A Health Insurance Rant
Tearing up over a headline on the cover of People magazine, which I happened to glance at when I walked past it at the pharmacy, was the telltale sign that depression symptoms had returned. I was already pretty sure they were back, it’s why I was at the pharmacy.
Although I was
perfectly mostly happy with Wellbutrin, I had to reduce my dose because, thanks to a migraine attack, my brain is now so sensitive to Wellbutrin’s side effects that I am massively dizzy on the dose that manages my depression. Cutting my dose back, the dizziness finally became manageable (though still present) on Monday… at the same time it stopped keeping the depression at bay.
I’m already frustrated by the needs of my ever-changing brain, but I was hopeful a new antidepressant would help me balance all my competing needs. Or I was until my insurance denied coverage. Now my doctor has to jump through constantly moving hoops to prove that, yes, this is the drug I need.

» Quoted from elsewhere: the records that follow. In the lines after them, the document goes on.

PR #5, opened 2020-10-10
Add some basic movement stuff, placeholder models

TheRyeGuyWhoWillNowDie:


KinematicBody2D.gd
```diff
@@ -0,0 +1,21 @@
...
+func get_input():
+	velocity = Vector2()
+	if Input.is_action_pressed('right'):
+		velocity.x += 1
+	if Input.is_action_pressed('left'):
+		velocity.x -= 1
+	if Input.is_action_pressed('down'):
+		velocity.y += 1
+	if Input.is_action_pressed('up'):
+		velocity.y -= 1
```
monban, line 16: I believe these are backwards.
```suggestion
	if Input.is_action_pressed('right'):
		velocity.x -= 1
	if Input.is_action_pressed('left'):
		velocity.x += 1
	if Input.is_action_pressed('down'):
		velocity.y -= 1
	if Input.is_action_pressed('up'):
		velocity.y += 1
```

KinematicBody2D.gd
```diff
@@ -0,0 +1,21 @@
...
+	velocity = velocity.normalized() * speed
```
monban, line 17: Setting the velocity explicitly like this means there is no acceleration, character immediately starts moving at max speed. This is contrary to what @cukmekerb implemented in #2. Not saying we should prefer one over the other, I just hate to see duplicated efforts.

KinematicBody2D.gd
vincens2005: It isn't

MGThePro: Can confirm, with the arrow keys I am walking in the correct direction

monban: Oh hey you guys, I just looked more closely at the scene and it turns out I'm an idiot, since the bg and character have the same graphic I was not noticing that the camera is locked to the character, and interpreted the bg moving as the character. I formally rescind this suggestion.

KinematicBody2D.gd
```diff
@@ -0,0 +1,21 @@
+extends KinematicBody2D
+
+export (int) var speed = 200
```
MGThePro, line 3: It's probably a good idea to start using global constants for values that users might change on a per lobby basis.
Not sure how it's commonly done in GDScript, but a quick google search suggested creating some .gd file (like lobbySettings.gd, for example), setting the variables there, and then using lobbySettings.playerSpeed from the file we created earlier.

TheRyeGuyWhoWillNowDie:
Wow, Im dummy. I didn't realise the game had stuff for it yet. Closed

PR #19, opened 2020-10-11
added german language support

Wandang:
This adds german language support


Wandang:
i will create a new pr from a feature_branch since that is the appropriate workflow

PR #20, opened 2020-10-11
Feature german translation

Wandang:
* Adds german translation file and translation itself


MGThePro:
Translation looks good :+1:

PR #31, opened 2020-10-11
a fix for the strange invisible host bug, properly sized "join game" dialogue

TheRyeGuyWhoWillNowDie:
fixes the console error-spam when the server tries to rpc itself, host still invisible :(


macmv:
How does this fix things? I would think it should call `player_moved` directly, not `rpc("player_moved")`, as that will call `player_moved` on all other clients

TheRyeGuyWhoWillNowDie:
> How does this fix things? I would think it should call `player_moved` directly, not `rpc("player_moved")`, as that will call `player_moved` on all other clients

This fixes some of the issues because it bypasses sending to the server if you are the server. It doesn't fix the invisible host issue, but it does stop the error-spam

PR #46, opened 2020-10-12
allow use of analog stick on a controller to move

darshadi:


MGThePro:
Is this compatible with Xinput or Dinput?

darshadi:
I used godot's input system so it should work with everything that godot works with

PR #60, opened 2020-10-13
Implement WebSocket Networking

TheSecondReal0:


src/Scripts/network.gd
```diff
@@ -7,5 +7,67 @@ enum Connection {
 }
 
 var connection = Connection.LOCAL
-var host: String = ''
+var host: String = '' #not sure why this is needed or a string, server network ID will always be 1
```
monban: This was intended to be used as the hostname of the server. It is set to localhost when connected locally (see [PlayGame.gd line 17](https://github.com/opensuspect/opensuspect/blob/d8bc5b247e45ce3d7fb701c66429039bf1416e1d/src/Scripts/PlayGame.gd#L17)).

TheSecondReal0: I see, maybe change the name of that variable to be hostName?

monban: I'm good with that.

monban: Would you please go ahead an change the variable name and remove the comment, so we can merge? Thank you.

tooManyArguments:
Also might have to rebase since we changed file / dir structure:


Conflicting files
src/Scripts/network.gd

(all is now lowercase)

daniel071 (approved):
Just tested it and it works great:
image

Consider reducing the console spam:
image

When someone disconnects, this error occurs:
image

PR #68, opened 2020-10-13
Fix file names (all lower case and rename kinematicbody2d.gd to player.gd)

darshadi:


darshadi:
Will reopen when it works

PR #69, opened 2020-10-13
Fix file names (all lower case and rename kinematicbody2d.gd to player.gd) and change to gles2 and make controller input better

darshadi:


tooManyArguments:
in my project settings > autoload it is now referencing `res://Scripts/network.gd`
would you please double check on this?

tooManyArguments:
Tested again - OK

PR #78, opened 2020-10-14
New settings system.

GrbavaCigla:
New settings system (currently supports only switches)
What works:
- Autosaving 
- Autoloading
- Autogenerating settings screen
- Events
- Switches

What doesn't work:
- Rest of the widgets
- Colorblind (made shader that will come in next pr)
- Ugly UI, but better then before

How to add options:
To add new setting add new element to list like this (currently):
```gdscript
var settings = [
	Setting.new(true, SettingType.SWITCH, tr("Fullscreen"), "toggle_fullscreen"),
	Setting.new(false, SettingType.SWITCH, tr("Colorblind mode"), "toggle_colorblind"),
]
```
First argument is default value
Second argument is node type
Third argument is label displayed
Fourth argument is function name

Next add function:
```gdscript
func toggle_fullscreen(setting):
	OS.window_fullscreen = setting.value
```

Why autosaving works?

Switching CheckButton on or off triggers wrapper function what modifies setting in array and prepares everything for given function and it also **saves** that setting to a file.

Why do we need this?
We need this because this is more modular, cleaner and easier to use

### DIFF
--- a/src/scenes/ui/settings.tscn
+++ b/src/scenes/ui/settings.tscn
@@ -3,116 +3,11 @@
 [ext_resource path="res://scripts/settings.gd" type="Script" id=1]
 
 [node name="Settings" type="ScrollContainer"]
-anchor_left = 0.5
-anchor_top = 0.5
-anchor_right = 0.5
-anchor_bottom = 0.5
-margin_left = -512.0
-margin_top = -300.0
-margin_right = 512.0
-margin_bottom = 300.0
+anchor_right = 1.0
+anchor_bottom = 1.0
 size_flags_horizontal = 3
 size_flags_vertical = 3
 script = ExtResource( 1 )
 __meta__ = {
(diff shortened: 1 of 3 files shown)


monban:
Tested and settings correctly persist through multiple runs on my system (I use Arch btw). I **love** the modular way it's laid out. Only one request before this PR is accepted: there seems to be no way to back out of the settings menu? The BACK button is missing / not displayed for me.

GrbavaCigla:
> Tested and settings correctly persist through multiple runs on my system (I use Arch btw). I **love** the modular way it's laid out. Only one request before this PR is accepted: there seems to be no way to back out of the settings menu? The BACK button is missing / not displayed for me.

Forgot that one... How do I commit to pr? I just commit and click pull again or something else?

GrbavaCigla:
OK, fixed it now

PR #81, opened 2020-10-15
Use the players' intended movements for animations instead of the velocities

vainiovano:
The movement value fits also well for a client-server multiplayer architecture. The player can send the movement value to the server and the server can validate it easily.

The players can now walk against walls.

walking against a wall

Please only push functioning code! The first commit of this PR took way too much time to make. Bisecting is almost impossible because there are so many untested commits that don't work.

### DIFF
--- a/src/assets/main/main.gd
+++ b/src/assets/main/main.gd
@@ -41,7 +41,6 @@ func _player_connected(id):
 		rpc_id(id, "player_join", new_player.id)
 
 	players[id] = new_player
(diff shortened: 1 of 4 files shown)


tooManyArguments:
There was a merge of new websocket code, could you please check on this conflict?

TheSecondReal0:
I have since tested and #83 did break this

vainiovano:
Rebased. I edited the commit message of the first commit to reflect the current state.

PR #87, opened 2020-10-16
apply law of demeter to network node

monban:
Decouple the menu from the network code, allowing for more abstract and less brittle interactions.


tooManyArguments:
please rebase and check on conflicts.

PR #225, opened 2020-12-01
Added scrollwheel zoom

vincens2005:
There's currently no solution for mobile, but if you scroll while in a scene with the player, your view will zoom in


TheRyeGuyWhoWillNowDie (approved):
yes

PR #229, opened 2020-12-02
Killing and reloading (#221)

### LINKED ISSUE #221: Killing and reloading
We need to revamp the killing system. What should be done:

1. an overlay for the target to kill (crosshairs maybe?),
2. a customizable keystroke + an on-screen clickable icon to commit the kill and
3. a customizable keystroke + an on-screen clickable icon to reload the gun which also might serve as the timer for the reload.

For details, see [the relevant part of the design document](https://github.com/opensuspect/design-document/blob/main/general_gameplay.md#kill-mechanics).

jngo102:
- Re-implemented red kill outline when near other players as an infiltrator
- Replaced placeholder kill `Sprite` with custom kill and reload `TextureButtons`
- Added `Node2D` named `DeathHandler` which handles player deaths
- Migrated animations to use an `AnimationTree` for more powerful animation blending
- Execute and sync deaths across the network


src/assets/autoload/network.gd
```diff
@@ -171,6 +171,16 @@ func get_player_name(id: int = myID) -> String:
 func get_peers() -> Array:
 	return peers
 
+func get_rpc_id_from_player_name(player_name: String) -> int:
```
TheSecondReal0: I don't know if there's a specific reason for crawling the scene tree, but using the ```names``` dict in network.gd would be much easier and cleaner.

Additionally, in other areas of the game RPC IDs are referred to as network IDs. Please change this function name for the sake of consistency.

src/assets/main/main.gd
```diff
@@ -141,3 +143,35 @@ master func _on_maps_spawn(spawnPositions: Array):
...
+		infiltrator_killed_player(killer_id, killed_player_id)
+	else:
+		rpc_id(1, "infiltrator_killed_player", killer_id, killed_player_id)
+
+remote func infiltrator_killed_player(killer_id: int, killed_player_id: int) -> void:
+	"""
+	Runs on the server; sends an RPC to every player to indicate that a
+	particular player has been killed.
+	"""
+	for player_id in players.keys():
```
TheSecondReal0, line 173: Could add a check here just to make sure the function is running on the server, something like this:
```gdscript
        return
```

src/assets/main/main.gd
```diff
@@ -141,3 +143,35 @@ master func _on_maps_spawn(spawnPositions: Array):
...
+		if players[player_id].main_player:
+			# Can't RPC on self
+			player_killed(killer_id, killed_player_id)
+		else:
+			rpc_id(player_id, "player_killed", killer_id, killed_player_id)
+
+remote func player_killed(killer_id: int, killed_player_id: int) -> void:
```
TheSecondReal0: Switch ```remote``` for ```puppet```, this guarantees the function can only be called remotely by the server

src/assets/player/death_handler.gd
```diff
@@ -0,0 +1,19 @@
...
+onready var player: KinematicBody2D = get_owner()
+onready var main: YSort = get_tree().get_root().find_node("Main", true, false)
+
+# Whether the player is dead
+var is_dead: bool = false
+
+func die_by(killer_id: int) -> void:
+	"""Player death."""
+	is_dead = true
+	var killer: KinematicBody2D = main.players[killer_id]
```
TheSecondReal0: There's probably a cleaner way to get the list of player nodes, perhaps by storing them in PlayerManager when they are created. This is not a necessary change for merging, but highly recommended.

src/assets/player/infiltrator.gd
```diff
@@ -90,56 +92,54 @@ func _get_target() -> void:
...
 
 func _instantiate_kill_gui() -> void:
-	"""
-	Add kill UI to the infiltrator's HUD
-	"""
-	ui_controller.open_menu("killui", {"linked_node": self, "rect_position": Vector2(850, 500)}, true)
+	"""Add kill UI to the infiltrator's HUD."""
+	var viewport_size : Vector2 = get_viewport().get_visible_rect().size
+	var kill_ui_position := Vector2(viewport_size.x * 0.75, viewport_size.y * 0.75)
+	ui_controller.open_menu("killui", {"linked_node": self, "rect_position": kill_ui_position}, true)
```
TheSecondReal0: It seems that you're trying to put the buttons in a set place in the corner of the screen, I think using anchors in the killui scene would be a better solution. Setting all margins to 0 with the top and left anchors to .75 along with bottom and right anchors to 1 should work.

src/assets/player/viewport_texture_target.gd
```diff
@@ -0,0 +1,5 @@
+extends Sprite
+
+func _ready() -> void:
+	# Duplicate the ShaderMaterial so that changes to shader parameters in one player material don't affect all players
+	set_material(material.duplicate())
```
TheSecondReal0: You might be encountering a weird bug, but I think this is what the ```local_to_scene``` resource setting is for.

TheSecondReal0 (changes requested):
I've made a few review comments, they're mostly trying to keep the codebase as clean as possible. None of them really effect functionality. I tested this in editor and exported, everything works perfectly!

One thing that isn't in the comments is that I would like you to organize the texture files inside ```assets/ui/hud/infiltrator_hud```. This basically means putting them into a folder named "textures" or something inside ```assets/ui/hud/infiltrator_hud```.

All in all, this is a great PR and a giant leap towards alpha!

src/assets/autoload/network.gd
jngo102: I should've been more clear about this method's description, but it actually gets the network ID of the player from the name of the player node on the client side, i.e. the KinematicBody2D, not the player's entered name.

TheSecondReal0: OK, looking at the code it looks like the name stored in network.gd should be the same as the name of the player node, but this is more flexible and would survive if we changed that later on. 

One thing I would suggest is moving this out of network.gd, since it doesn't really belong there. I'm not quite sure where to put it if you plan on using this function from a lot of places, but it could just be in the script that calls it. It's your choice to make this change.

TheSecondReal0 (dismissed):
Everything looks good! I've replied to one of the comments you made about moving get_network_id_from_player_node_name() to somewhere else. Unless you plan on using this function from a lot of places, I think you could move it into main.gd. It's completely up to you to merge it how it is or to move the function.

TheSecondReal0 (approved):
Tested everything, code is clean, overall great PR, approved!

Issue #211, opened 2020-11-23
Dying


nicemicro:
Players who are killed should die and became a spectator.

PR #231, opened 2020-12-03
Spectator mode

jngo102:
- Create a corpse upon death and turn the player into a ghost that can only be seen by other ghosts
- Added resurrect animation that plays after death and while becoming a ghost
(#211)


TheRyeGuyWhoWillNowDie (approved):
very yes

While I wait to see if her appeal will be approved, I can either be so dizzy that I can’t move my head and can’t look at the computer or I can let my depression symptoms build so that I have no motivation to get out of bed and cry at everything. Either way, I can’t work, can’t run errands, and can’t do anything around the house. I could try another yet another generic antidepressant, though I’ve already tried many, and would have to decide which I prefer, potentially gaining a ton of weight or losing interest in sex.
I don’t have much faith in my doctor’s authorization being accepted. Since the first of the year, Hart’s been working on a getting a doctor’s authorization approved for a drug that I was told would definitely be covered under our plan. It’s a drug he’d been taking for months, paid for by the same insurance company, until the rules changed with the turn of the calendar page. Now he’s without a drug he needs. There is a replacement, a replacement that he’s already tried. Last time it increased his migraine frequency so much that I lost sleeping worrying that he was developing chronic migraine.
I miss the days when my doctor and I got to weigh all the relevant medical factors and decide which medication was right for me. Yes, I could pay for these drugs out-of-pocket (assuming I could afford them), but I already pay a small fortune for health insurance each month. Being told a service will cover what I need, tethering myself to that service for a year, and still having to wheedle and cajole to get what that service supposedly includes is absurd. Especially when all that time spent on the phone and submitting paperwork is unlikely to result in me getting the coverage I thought I was paying for. Tell me up front whether the treatment I need will be covered so I can make a fully informed decision, don’t lock me into something then change the rules.
That’s what I’m angriest about. I understand why insurance companies don’t cover certain drugs or treatments. Yet I did everything I could possibly do to make an informed decision, including 17 hours of research, questions for my insurance broker, and hours on the phone with the insurance company. Now I have a yearlong commitment to a health insurance plan that’s not providing the coverage I was assured they would provide.
I get that health insurance is a mess right now. I get that companies are scrambling to make a profit now that they have to provide coverage to people like me. And I am grateful to be able to have any insurance coverage for my entrepreneur/freelancer household. But how is that companies are able to provide only basic information for a consumer to use to choose a plan, give half-truths (or lie outright) when asked questions, then delay coverage for months? I can’t think of another consumer service that operates this way successfully. Certainly not one that requires a commitment to paying thousands of dollars over the course of the year, then telling the customer, “Oh, wait, we’ve changed our minds.”
How is this OK? How can that happen without repercussions?